A few videos from this season. Sorry the dates and times are wrong, didnt set camera. The higher the file number the later in the season the storm. Enjoy!


----------



## fatheadon1 (Dec 27, 2007)

Good work as always ken, love that jeep.


----------



## ken643 (Mar 27, 2009)

fatheadon1;1979925 said:


> Good work as always ken, love that jeep.


Thanks very muchThumbs Up


----------



## Burkartsplow (Nov 1, 2007)

Looks great. Did you put pro wings on the plow?


----------



## mkwl (Jan 21, 2005)

How's the jeep do with heavy, wet snow, say 6" or so? I've thought about getting 2 identical jeeps to do driveways only, but have worried about how they would do pushing uphill with heavy, wet snow…

Sure can't beat them for maneuverability though!


----------



## ken643 (Mar 27, 2009)

Burkartsplow;1981543 said:


> Looks great. Did you put pro wings on the plow?
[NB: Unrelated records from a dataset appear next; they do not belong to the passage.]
Issue #11, opened 2026-05-18
Add server-side WordPress metrics — plugin count, hook count, DB sizes, order table health


Ajay-Singh-Adhikari:
## Problem

The plugin currently only collects WooCommerce order metrics and autoloaded options. When an engineer installs the plugin on a new client site, the dashboard shows order table health — but nothing about why the site might be slow beyond the database.

Three of the most common WordPress performance problems are completely invisible today: too many plugins loading on every request, too many hooks firing per page, and unexpected growth in non-WooCommerce database tables. An engineer has to SSH in, run WP-CLI commands, and query the database by hand to find any of this. Every new client engagement starts from zero.

---

### Plugin count (active + inactive)

**Why monitor it:**
Every active plugin loads PHP code on every request. A site with 50+ active plugins uses more memory, has more potential conflicts, and fires more code on every page load. Plugin count is the fastest signal for extension footprint — "you have 54 active plugins" immediately explains slowness without needing to dig further.

**What you can decide after collecting it:**
- Whether the performance problem is likely code-layer (too many plugins) or data-layer (DB bloat)
- Whether a plugin audit is needed before any other optimisation
- If plugin count increases over time in BigQuery, someone is adding plugins without oversight — catch it early
- Future: trigger an alert when plugin count crosses a configured threshold

### Hook count per page

**Why monitor it:**
WordPress fires actions and filters on every page load. Every plugin registers hooks. A site with 2000+ hooks per page is almost always slow — hook count correlates directly with page generation time. Right now the plugin sees DB symptoms but has no visibility into the application layer at all.

**What you can decide after collecting it:**
- Whether the problem is application-layer (too many hooks) or data-layer (DB size) — this distinction determines the entire remediation path
- If DB metrics are healthy but QET is high and hook count is also high, the fix is code review not archival
- If hook count grows over time, a recently added plugin is the likely culprit
- Helps prioritise: do we optimise the DB first or audit the plugin stack first?

### DB table sizes (all tables via information_schema)

**Why monitor it:**
The plugin currently only tracks WooCommerce tables. A client could have a 40GB database where only 5GB is order data — a logging plugin, a badly built custom table, or years of post revision bloat is consuming the rest. Without a full table breakdown, the plugin is blind to everything outside WooCommerce. An engineer could archive all orders and still have a slow database because an entirely different table was the real problem.

**What you can decide after collecting it:**
[...]

PR #13, opened 2026-05-19
feat: add WooCommerce order table metrics

### LINKED ISSUE #12: Collect order table size, oldest order age and show a WooCommerce table in Wp Admin Pro-Perf Dashboard
## Problem

WooCommerce order tables grow with every transaction and are never automatically cleaned up. Over time, `wp_woocommerce_order_item` and `wp_woocommerce_order_itemmeta` can become the largest tables in the database and a significant contributor to slow query execution.

Today there is no automated signal for this. An engineer has to manually query the database to find out how large these tables are and how far back the order history goes. Every engagement discovers this from scratch.

## What we are missing

| Signal | What it tells you | How to collect |
|---|---|---|
| Order table size | How much storage order data is consuming | `information_schema` query on `wp_woocommerce_order_item` and `wp_woocommerce_order_itemmeta` |
| Oldest order date | How far back the data goes relative to the client&#39;s retention window | `MIN(date_created)` on the order table |

## Why this matters

Large order tables with years of unarchived data directly impact query performance. Archiving old data is a proven way to reduce table size and improve backend execution — but the decision to archive requires data first: how big are the tables, and how old does the data go back?

## Why table size alone is not a reliable trigger

A low-transaction-volume site can accumulate over a decade of order history while keeping table sizes under 20 MB. A &#34;size &gt; limit&#34; trigger would never fire for that site even though orders are 10+ years old.

This makes table size alone an unreliable archival trigger across clients with different transaction volumes.

## Agreed direction for the archival trigger

Based on the above, the adapter will use **query execution time (QET)** as the primary performance signal, combined with an age check:

> Archive when: QET &gt; 2× post-archival baseline **AND** oldest order is older than the configured retention window

Two plugin settings back this trigger:
1. **Order retention window (years)** — default: 2. The client sets this based on how much order history they need to show customers.
2. **Table size limit (MB)** — optional upper bound surfaced as a context metric, not used as the primary trigger condition.

The archival trigger implementation is tracked in #14. The QET collector is tracked in #15.

## Expected outcome

The adapter collects and pushes to BigQuery on every scheduled run:

**Already collecting:**
- Autoload option count
- Autoload option size

**Added by this issue:**
- Size of `wp_woocommerce_order_item` (MB)
- Size of `wp_woocommerce_order_itemmeta` (MB)
- Date of the oldest order in the database

## What changes after this

- An engineer opens the WP Admin ProPerf dashboard and immediately sees how large the order tables are and how far back the data goes — no manual DB query needed.
- The archival conversation with the client starts from data, not guesswork.
- A WooCommerce Order Metrics table is visible in the WP Admin ProPerf dashboard showing order items table size, order itemmeta table size, oldest order date, and oldest order age.

## Related
- Parent tracking issue: [performance-adapter-wp #11](https://github.com/ColoredCow/performance-adapter-wp/issues/11)
- Platform-agnostic layer: [performance-dashboard #1](https://github.com/ColoredCow/performance-dashboard/issues/1)
- Archival trigger: #14
- QET collector: #15

Ajay-Singh-Adhikari:
## Target

Closes #12 — WooCommerce order table metrics (archival signal)

## What changes this PR has

- Added `woo_order_items_size_mb` — shows how much storage the order items table is consuming. Using this we can determine if the table size is large enough to affect query execution time.
- Added `woo_order_itemmeta_size_mb` — same signal for the order itemmeta table, which is typically the larger of the two.
- Added `woo_oldest_order_date` — shows how far back the order history goes, so we can decide if old data is a candidate for archival.
- Returns `0.0` for table sizes and `null` for oldest order date when the WooCommerce tables are not present (e.g. WooCommerce not active on the site).

## Expected outcome

- A new WooCommerce Order Metrics table is visible in the WP Admin section alongside the existing Autoloaded Options table.
- The table shows 5 rows: order items table size, order itemmeta table size, oldest order date, oldest order age, and archival trigger.
- Clicking "Push to BigQuery" from WP Admin sends the real metrics to BigQuery — all three new `woo_*` fields appear in the BigQuery table alongside the existing autoload metrics.


properf-wordpress-adapter.php
```diff
@@ -222,6 +222,16 @@ function properf_render_dashboard() {
...
 	$top_size_keys = $autoloaded_data_metrics['top_size_keys'];
 
+	$woo_metrics        = $metrics['woo'];
+	$oldest_date        = $woo_metrics['oldest_order_date'];
+	$oldest_age_days    = null;
+	$archival_triggered = false;
+
+	if ( $oldest_date ) {
+		$oldest_age_days    = (int) floor( ( time() - strtotime( $oldest_date ) ) / DAY_IN_SECONDS );
+		$archival_triggered = $oldest_age_days >= 365;
```
pokhiii: Saw our chat thread about this earlier — thanks for thinking through the days-based vs date-based tradeoff carefully. The AND-condition design you proposed (`table size > limit AND oldest order older than N days`) makes a lot of sense, and the SankalpTaru data point — 13 years of orders, only ~19 MB — is a really good reminder that table size alone isn't a strong enough signal on its own. Nice catch.

One thing I want to flag though — the description of issue #12 still says:

> "The adapter does not enforce any rule. It surfaces the raw numbers so the engineer and client can decide together. The archival window is a business decision made with each client."

But our chat moved past that. We are now planning a configurable trigger with two conditions, two new plugin settings (retention days + table size limit), default values, and maybe a query-execution-time collector after that. That is a real scope change from what the issue documents.

Before this PR lands, could we make issue #12 the source of truth?

1. Could you update the issue #12 description to reflect the new direction — the two plugin settings, the AND-condition trigger, the default values, and the reasoning (the SankalpTaru observation is great context to include)?
2. The query-execution-time collector you described at the end of our chat sounds valuable, but it is a different signal from "order table archival". Could that get its own issue under #11? Easier to scope and review on its own, and keeps each PR focused on one thing.

A general rule I'd suggest for us going forward: if we agree on something in chat that changes the requirement, we update the GitHub issue right after. Otherwise the issue and the code drift apart over time, and a reviewer who joins later (or future-you reading the issue 6 months from now) won't know what was actually agreed.

For this PR specifically — I'd suggest keeping the scope small: just the three raw signals you already have (two table sizes + oldest order date), and ship the trigger + plugin settings in a follow-up PR after #12 is updated. The hardcoded `>= 365` here doesn't match the new design either (no plugin setting, no size check), so taking it out of this PR makes sense regardless.

What do you think?

pokhiii (commented):
Nice work on this — the new collector follows the existing autoload pattern closely, the size queries use `$wpdb->prepare()` correctly, and the dashboard table reads cleanly. Left a few inline questions / thoughts, mostly around two things:

1. The hardcoded 365-day rule and the "Archival Trigger" row — I think the issue wants the adapter to stay rule-free and just show raw numbers.
2. WooCommerce HPOS (High-Performance Order Storage) — on modern WC sites the oldest-order query may not find any data because orders live in a different table now.

None of these are blocking once we talk them through. Curious to hear your take on the inline threads.

includes/class-data-collector.php
```diff
@@ -67,6 +70,51 @@ public function collect_autoloaded_options() {
...
+				FROM information_schema.TABLES
+				WHERE table_schema = %s
+				AND table_name = %s',
+				$db_name,
+				$wpdb->prefix . 'woocommerce_order_itemmeta'
+			)
+		);
+
+		$oldest_order_date = $wpdb->get_var(
+			"SELECT MIN(post_date_gmt) FROM {$wpdb->posts} WHERE post_type = 'shop_order' AND post_status != 'trash'"
```
pokhiii: Quick question — have you tried this on a WooCommerce site that has **HPOS** turned on? 

A short bit of context in case it's new: HPOS stands for *High-Performance Order Storage*. It's a newer way WooCommerce stores orders, and it's the default since WooCommerce 8.x. On HPOS sites, orders are **not** stored in `wp_posts` with `post_type = 'shop_order'` anymore — they live in a separate table called `wp_wc_orders`, with a column `date_created_gmt`.

So this query would return `NULL` on any HPOS site, and the `oldest_order_date` signal would silently be missing for them — which is the most useful signal for the archival conversation that issue #12 is about.

Reading material if you want to dig in:
- https://developer.woocommerce.com/docs/2022/09/12/high-performance-order-storage/
- https://github.com/woocommerce/woocommerce/wiki/High-Performance-Order-Storage-Upgrade-Recipe-Book

One way to handle both cases:

```php
if ( class_exists( '\Automattic\WooCommerce\Utilities\OrderUtil' )
     && \Automattic\WooCommerce\Utilities\OrderUtil::custom_orders_table_usage_is_enabled() ) {
    // HPOS: query {$wpdb->prefix}wc_orders.date_created_gmt
} else {
    // Legacy (CPT): the existing wp_posts query
}
```

Good news: the two table-size signals above (`woocommerce_order_items` and `woocommerce_order_itemmeta`) don't need to change — those tables still exist under HPOS because they hold the **line items** per order (the individual products inside an order), not the order headers themselves. So only this third query needs the HPOS branch.

Also a small detail — issue #12 actually says `MIN(date_created)` on the order table, which already sidesteps `wp_posts` entirely. So this change would also bring the implementation closer to what the issue describes.

properf-wordpress-adapter.php
```diff
@@ -582,6 +636,11 @@ function properf_get_live_data() {
 				'size_bytes'    => 0,
 				'top_size_keys' => array(),
 			),
+			'woo'               => array(
+				'order_items_size_mb'    => 0.0,
+				'order_itemmeta_size_mb' => 0.0,
+				'oldest_order_date'      => null,
+			),
```
pokhiii: Tiny heads-up, not a blocker for this PR — this `'woo' => [...]` default block is the same as the one a few lines down (around line 658), and the `'autoloaded_option'` defaults above are also duplicated in both places.

Issue #11 lists a few more collectors coming after this one (plugin count, hook count, DB sizes), so this pattern will likely keep repeating and the duplication will grow each time.

Might be worth pulling these defaults into a small helper function (e.g. `properf_default_metrics()`) at some point so the next PR only adds one line in one place. Up to you whether to do it in this PR or a later one.

CLAUDE.md
```diff
@@ -0,0 +1,17 @@
+# Claude Code Rules
+
+## Git identity
+- Always use `git config user.name "Ajay-Singh-Adhikari"` and `git config user.email "ajaysinghadhikari697@gmail.com"` before making any commit so both author and committer are set to Ajay's credentials.
```
pokhiii: Curious about this new file — should it be committed to the repo?

A `CLAUDE.md` at the project root becomes a *shared* instruction file. Every developer on this repo who uses Claude Code (a teammate, a future contributor, me reviewing on this checkout) will have these rules applied to them automatically.

This rule in particular caught my eye:

> Always use `git config user.name "Ajay-Singh-Adhikari"` and `git config user.email "ajaysinghadhikari697@gmail.com"` before making any commit so both author and committer are set to Ajay's credentials.

If anyone else runs Claude Code on this checkout, it would try to change their git identity to yours and commit under your name. That would mix up the commit author trail across the repo in a way I don't think you want — commits that should be authored by someone else would end up showing as yours.

For personal Claude Code rules, two common spots keep them personal:

1. `~/.claude/CLAUDE.md` — user-global on your machine, applies to all your projects, doesn't affect anyone else.
2. `CLAUDE.local.md` in the repo root — project-specific, and Claude Code excludes it from git by default.

Could we move this file to one of those two locations instead of committing it here? You can search "Claude Code memory" in the Anthropic docs for the full reference.

(A couple of other rules in this file — about `Co-authored-by:` trailers and what to disclose about AI use in commit messages and PR descriptions — I think are worth a team conversation rather than a personal-config decision. I'll bring those up with you separately on chat.)

Ajay-Singh-Adhikari: You're right, that shouldn't have been committed. Removed CLAUDE.md from the repo and moved the rules to CLAUDE.local.md which is now added to .gitignore so it stays local only.

includes/class-data-collector.php
Ajay-Singh-Adhikari: No, I haven't tested on an HPOS site.
Added the OrderUtil branch to handle both cases — HPOS sites now query wc_orders.date_created_gmt, legacy sites keep the existing wp_posts query. 
I don't currently have access to an HPOS-enabled site to verify the HPOS branch. Happy to test it if you can point me to one.

properf-wordpress-adapter.php
pokhiii: Saw this got addressed in 26b96e2 — `get_default_metrics()` helper is exactly the right shape, and it'll pay off as the next collectors land. Thanks for picking it up. Resolving from my side.

properf-wordpress-adapter.php
pokhiii: Code part is fully in — the archival trigger row and the hardcoded 365 are out, exactly right.

The issue-update ask is still partially open though. I see #12 got a title change and a new bullet about the WP Admin dashboard table, which is good progress. But the body still says "the adapter does not enforce any rule, surfaces raw numbers" and the "What we are missing" table still lists only two signals. The things we agreed in chat — two plugin settings (retention days + table size limit), the AND-condition trigger, the 1-year default, the SankalpTaru reasoning (13 years of orders = 19 MB) — aren't reflected there yet.

Could you fold those into #12's body before the next PR that builds the trigger? And the query-execution-time collector you proposed at the end of the chat needs its own sub-issue under #11 so we don't lose it.

Not blocking this PR's merge — just so the requirements doc catches up with the chat decisions before the next one builds on top.

pokhiii (approved):
LGTM on the code — three raw signals delivered cleanly, the HPOS branch is correct, defaults are deduplicated into a helper, and the CLAUDE.md cleanup is right. Thanks for engaging with the review thoroughly and turning it around quickly.

Approving so this can land. Two follow-ups that don't block this merge but should happen before the next PR builds on top of this:

1. **Update issue #12's body** to reflect the full chat-thread agreement — the two plugin settings (retention days + table size limit), the AND-condition trigger, the 1-year default, and the SankalpTaru reasoning (13 years of orders = 19 MB). Right now the body still describes the old "raw numbers only" scope, which doesn't match where we landed.
2. **File a new sub-issue under #11** for the query-execution-time collector you proposed at the end of our chat, so it's tracked and doesn't get lost.

Nice work overall.

Ajay-Singh-Adhikari:
Both follow-ups done — Issue #12 updated with the agreed direction and #15 for the QET collector was already filed.

---
_Generated by [Claude Code](https://claude.ai/code)_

Yes I put them on about 2 years ago. They work very well. That being said I have wacked them a few times and needed some welding repairs. I also had my buddy make the wings taller welding on some steel. Keep more of the snow from rolling over the top of the wing. Could actually be a little taller yet.


----------



## ken643 (Mar 27, 2009)

mkwl;1982370 said:


> How's the jeep do with heavy, wet snow, say 6" or so? I've thought about getting 2 identical jeeps to do driveways only, but have worried about how they would do pushing uphill with heavy, wet snow…
> 
> Sure can't beat them for maneuverability though!


I have been plowing with this Jeep since 2009. The Jeep is an animal. Heavy wet snow level ground no problem depending on the length of the push. Straight blade of course. Angle the blade and it will eventually push the Jeep to the side. I maintain all of my accounts so I'm not pushing a foot of snow at a clip. I have had no problems with even the occasional foot of snow push. I have the best tires I think you can buy (Blizzacks) and I have a Rubicon with locking axles, but I have only needed to lock them like once or twice. Jeeps are just flat out perfect for driveways and small parking lots. Even a large lot could be done just more trips.


----------



## Rick547 (Oct 9, 2009)

Ken, enjoyed your videos very much. You have one bad a$$ jeep!


----------



## ken643 (Mar 27, 2009)

Rick547;1984383 said:


> Ken, enjoyed your videos very much. You have one bad a$$ jeep!


Thank you very much!Thumbs Up


----------